The strut tension rod nut is on the backside of the LCA facing the firewall. It has a rubber protector on it or its supposed to if it doesn't and it is the first mounting point closest to the wheel on the LCA. The subframe nut and bolt is at the end of the LCA (opposite of ball joint side) and mounts to the subframe also know as the the (camber bolt). With the subframe nut and bolt you have to use a wrench or socket on both sides to prevent the bolt from spinning. If you are going to attempt this get a good light and mark your camber position with whiteout or something. These marks are on the plate attached to the head of the bolt almost like a big oval washer and it moves as you loosen the bolt so keep an eye on it. The good thing is because its oval it wont spin all the way around. Remember the head of the bolt faces the fire wall.If the mark moves try to get it as close as you can to the marks you made with the whiteout. Remember go over everything that came off while the control arms were changed: Strut bolts on LCA, Ball joint nut, etc. Just check everything with the suspension period.
ok, those all look good, when I did the control arm replacements, I marked the camber, and it's all back in the right spot, tight and not the cause of the problem then.
My strut rod is also in good apparent shape, including the bushing.

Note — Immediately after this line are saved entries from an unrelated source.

PR #869, opened 2018-03-09
Using torch.tensor API in other Pyro modules

neerajprad:
Same as #868 for `nn`, `params`, `optim` and `ops`. After this and #868, we will only need to make changes to the `infer` module.

### DIFF
--- a/pyro/nn/auto_reg_nn.py
+++ b/pyro/nn/auto_reg_nn.py
@@ -2,7 +2,6 @@ from __future__ import absolute_import, division, print_function
 
 import torch
 import torch.nn as nn
-from torch.autograd import Variable
 from torch.nn import functional as F
 
 from pyro.distributions.util import torch_multinomial
@@ -17,7 +16,7 @@ class MaskedLinear(nn.Linear):
     :param out_features: the number of output features
     :type out_features: int
     :param mask: the mask to apply to the in_features x out_features weight matrix
-    :type mask: torch.autograd.Variable
+    :type mask: torch.Tensor
     :param bias: whether or not `MaskedLinear` should include a bias term. defaults to `True`
     :type bias: bool
     """
@@ -29,7 +28,7 @@ class MaskedLinear(nn.Linear):
         """
         the forward method that does the masked linear computation and returns the result
         """
-        masked_weight = self.weight * torch.autograd.Variable(self.mask)
+        masked_weight = self.weight * self.mask
         return F.linear(_input, masked_weight, self.bias)
 
 
@@ -82,8 +81,8 @@ class AutoRegressiveNN(nn.Module):
             self.permutation = permutation
 
         # these masks control the autoregressive structure
-        self.mask1 = Variable(torch.zeros(hidden_dim, input_dim))
-        self.mask2 = Variable(torch.zeros(input_dim * self.output_dim_multiplier, hidden_dim))
+        self.mask1 = torch.zeros(hidden_dim, input_dim)
+        self.mask2 = torch.zeros(input_dim * self.output_dim_multiplier, hidden_dim)
 
         for k in range(hidden_dim):
             # fill in mask1
--- a/pyro/ops/integrator.py
+++ b/pyro/ops/integrator.py
@@ -1,6 +1,7 @@
 from __future__ import absolute_import, division, print_function
 
-from torch.autograd import Variable, grad
+import torch
+from torch.autograd import grad
 
 
 def velocity_verlet(z, r, potential_fn, step_size, num_steps=1):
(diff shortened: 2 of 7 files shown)


fritzo:
It looks like this led to a performance regression :smile: Why don't we try merging #858 before this and see if it catches the error?

neerajprad:
> It looks like this led to a performance regression 😄 Why don't we try merging #858 before this and see if it catches the error?

Oh wow! :) That's rather unexpected. For sure, that'll be a good test for the profiler.

neerajprad:
There is indeed a perf regression, which was caught by the tests:
```
----------------------------------------------------------------------------------------------------------------------------------------------------------------------
Performance has regressed:
	benchmark[BernoulliBeta::HMC] (0006) - Field 'min' has failed PercentageRegressionCheck: 89.010744628 > 10.000000000
	benchmark[BernoulliBeta::NUTS] (0006) - Field 'min' has failed PercentageRegressionCheck: 155.709616561 > 10.000000000
---------------------------------------------------------------------------------------------------------------------------------
```

My guess is that we are creating new tensors when we call `torch.tensor(T, requires_grad=True)`, which was previously `Variable(T, requires_grad=True)`, and that is what was causing the regression here. It's a little worrisome that its an easy trap to fall into. The only solution I could find was to use the original `Variable` API, since we can't set `requires_grad` attribute on an already constructed tensor otherwise.

apaszke:
I don't think that's expected. What kind of copies do you have in mind? cc @colesbury @gchanan

gchanan:
Which calls exactly are you comparing?  Passing in python lists, tuples, etc?

gchanan:
Or if you have a specific benchmark I can run before and after this, I can take a look.

neerajprad:
@gchanan, @apaszke : This might just be expected behavior, but it was nevertheless something that we easily missed. We were previously using something like `Variable(t, requires_grad=True)` (`t` is a `torch.Tensor`) which was being wrapped to compute some derivaties) in a loop that is called very frequently. We changed this to `torch.tensor(t, requires_grad=True)` and saw that the runtime increased quite a bit. I suppose this is simply because `torch.tensor` copies the underlying data. 

Is wrapping inside a `Variable` still the expected way to set `requires_grad=True` on an already defined tensor so as to avoid this copying?

Issue:
```
In [3]: t = torch.ones(10000)

In [4]: %timeit Variable(t, requires_grad=True)
The slowest run took 63.79 times longer than the fastest. This could mean that an intermediate result is being cached.
1000000 loops, best of 3: 927 ns per loop

In [5]: %timeit torch.tensor(t, requires_grad=True)
The slowest run took 391.60 times longer than the fastest. This could mean that an intermediate result is being cached.
100000 loops, best of 3: 7.66 us per loop
```

gchanan:
@neerajprad you should just be able to do `var.requires_grad=True` on an already defined tensor.  You are correct that `torch.tensor` and `Tensor.new_tensor` copy; that was intentional because the previous API is complex wrt copying semantics.

neerajprad:
> you should just be able to do var.requires_grad=True on an already defined tensor. 

That throws a runtime error like `RuntimeError: you can only change requires_grad flags of leaf variables`. Since these were declared as tensors in the first place, it is tough to say which of thse comprise of the leaf nodes. I then tried the following which is also a factor of 5-6 slower. It seems like using `Variable` is the best option here.

```
    for v in z.values():
        v.detach().requires_grad = True
```

apaszke:
NB: if you kept them all not requiring grad in the first place (the default for tensors), then they should already be leaves. If it complains about it in there, it means that it might be trying to think that you will want to differentiate some of paths that create `z.values()`, and this can incur extra overhead too.

fritzo:
@neerajprad It sounds like we could avoid copy overhead by entirely avoiding the `.detach()` operation and replacing `.backward()` with `torch.autograd.grad()`. Then we can avoid `Variable` entirely. (Thanks for explaining offline, @apaszke).

gchanan:
@fritzo or @apaszke can you write out the logic here for future reference?

neerajprad:
@fritzo, @apaszke - We are already using `torch.autograd.grad` and not `Variable.backward`. I tried out the following:
 - The following is still 5-6 times slower than the code below. z_nodes have `requires_grad=True` set when the tensors are constructed (otherwise this would throw an error).
```
grads = grad(potential_energy, z_nodes)
```
 - The following (in spirit) is what we have now:
```
    for i in range(z_nodes):
        z_nodes[i] = Variable(z_nodes[i].data, requires_grad=True)
    grads = grad(potential_energy, z_nodes)
```
 - The following snippet where we set `requires_grad=True` right before calling `torch.autograd.grad` and unsetting it right after, is also fast:
```
    for node in z_nodes:
        node.requires_grad = True
    grads = grad(potential_energy, z_nodes)
    for node in z_nodes:
        node.requires_grad = False
```

neerajprad:
@gchanan - I will create a PR and post the logic there.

This knocking sounds like it could be coming from the left side, as it always seems more prominent when I hit bumps on the left side of the car, but it also seems to come from the entire front, or maybe somewhere on the left side, close to middle, right around the driver, just ahead of the seat.
I'm so lost on this one.
Oh yeah thats exactly how mines did. A loud pop and felt like something shifted and the wheel is about to come off or something. Scared the hell out of me everytime. I dont know the exact torque specs on everything but I do know that my Strut tension rod and Subframe bolts were pretty lose and could tell that it needed tightened more. If you have the rubber stopper on the end of the strut tension rod (facing the firewall)just make sure it at least goes on to where it is flush with the thread on the end of the rod. My threads poke out probably a couple centimeters past the rubber stopper. Don't know if it is exactly right but it doesn't pop and shift anymore.
it doesn't do it all the time, it's actually kind of rare, but sometimes when I pull into my parking spot, when I turn the wheel it kind of makes some sort of light clunk, or pop when I turn the wheels back straight.
I'm starting to think that it's related to whatever the hell is loose under my car.
I wish I had some kind of idea so I would know what to check......but as it is now the camber bolt, and the strut rod bushins seem ok, and shouldn't be the cause of this noise.